Pharmacological Inhibition.

Pharmacological inhibition of different enzymes was performed by employing known inhibitors. The iNOS inhibition was achieved using a specific and irreversible inhibitor, 1400W (10 μM) (K_i value against iNOS is 7 nM) (31). ROS produced in J774A.1 cells by NADPH-oxidase was inhibited by using a selective inhibitor VAS2870 (10 μM) (58). MPO activity to produce HOCl was blocked by using ABAH (50 μM) (59). V-ATPases were blocked by using a selective and reversible inhibitor Bafilomycin A₁ (300 nM). Cells were bathed in inhibitors 1 h prior to the addition of NOckout probes during the specificity experiment performed in J774A.1 cells.

TNF-α Quantification.

To quantify the immunogenicity of NOckout probes and the corresponding immunogen alone, we performed ELISA for TNF-α in J774A.1 cells. Briefly, J774A.1 cells cultured in DMEM were incubated with 500 nM NOckout sensors, CpG nucleotides, RNA, or LPS at 37 °C for 2 h. Postincubation, 100 μL of extracellular medium from the culture was used to perform TNF-α quantification using ELISA kit (Cayman, catalog number 500850) according to manufacturer’s instructions. The calibration curve for TNF-α was generated using recombinant TNF-α as per the vendor’s instructions. The results are summarized in SI Appendix.

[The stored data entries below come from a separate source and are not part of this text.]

PR #1148, opened 2026-09-10
ci: pin regtest setup and update fee-rounding test

a1denvalu3:
The regtest workflows follow upstream's default branch, so the test network can change independently of Nutshell. Pin the `callebtc/cashu-regtest` checkout to `7eb3515b9fb41f477f831cedd28e1ad9ae6c521d`, a tested revision with CLN 26.06.7 and support for `xpay`.

CI still checks out the regtest repository and runs `start.sh` to initialize the network and channels and run upstream acceptance checks before the Nutshell tests. Image pulling is handled by the upstream script, which uses published service images where available and can fall back to source builds.

Changes:

- Replace the unpinned `git clone` in both workflows with an explicit checkout of the pinned revision.
- Always tear down the `cashu` Compose project after each regtest job, including its network and volumes.
- Increase the mint timeout from 10 to 30 minutes and the wallet timeout from 10 to 20 minutes to allow setup and tests to finish on slower runners.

Zebrafish Breeding and Maintenance.

Zebrafish (Danio rerio) were maintained as described (60). Zebrafish were kept at 26 °C to 27 °C in a 14-h-light and 10-h-dark cycle. Embryos were collected by natural spawning and raised at 28 °C in E3 buffer. To avoid pigmentation, 0.003% 1-phenyl-2-thiourea was added at 1 dpf. All of the transgenic lines used in this study, Tg(mpeg:EGFP), Tg(apoe:EGFP), and Tg(HuC:Kaede), have been described previously (38, 61, 62). Tg(apoe:EGFP) fish was a kind gift from Prof. William Talbot’s laboratory, Stanford University, Stanford, CA. For microinjection of NOckout probes, embryos were obtained from wild-type AB, Tg(mpeg: EGFP), Tg(apoe:EGFP), and Tg(HuC:Kaede). Animals were housed in the fish facility according to the Institutional Animal Care and Use Committee regulation of University of Chicago (Protocol number 72468).

Microinjection in Larval Zebrafish.

About 20 nL to 30 nL of NOckout or NOckout^Fn (20 μM stock solution in Hanks’ balanced salt solution [HBSS]) were injected to the optic tectum area of MS-222−treated 3-dpf zebrafish using a microinjector. Postinjection of the probes, fish were allowed to recover from anesthesia by placing them in fresh LPS-free E3 medium. Subsequently, fish were reanesthetized and embedded in agar for confocal imaging. Coinjection experiments of TMR-labeled NOckout^UN and Cy5−annexin V were performed by employing a similar protocol to that used for the NOckout injections. Briefly, dsDNA^TMR (20 μM in HBSS) and annexinV−Cy5 (10 μM) were mixed in a microfuge tube by vertexing. About 20 nL of the mixed solution was injected in the optic tectum of 3-dpf-old fish. Injected fish were allowed to recover from anesthesia by placing them in a fresh E3 medium, and the fish were further incubated for 1 h in E3 medium before imaging their brains using a confocal microscope (LSM-710) in the TMR and Cy5 channels. Morpholinos (Gene Tools) were dissolved in HBSS and injected at one cell stage. Morpholino sequences and primers used for RT-PCR are listed in SI Appendix.

RT-PCR.

Total RNAs were extracted from embryos and larvae using TRIzol reagent (Invitrogen) as per the manufacturer’s instructions. The cDNAs were then generated using SuperScript III reverse transcriptase. The cDNAs were used to generate gene-specific amplicon using primers listed in SI Appendix. Reverse transcription was performed at 50 °C for 1 h. PCR conditions were 2 min of initial denaturation at 94 °C, 45 cycles of denaturation at 94 °C for 20 s, annealing at 52 °C to 58 °C for 45 s, and extension at 72 °C for 1 min, followed by a final extension step at 72 °C for 10 min (63).

Data Availability.

All data relevant to this paper are available in the main text and SI Appendix. Full methods can be found in Movies S1–S3 and SI Appendix, Materials and Methods.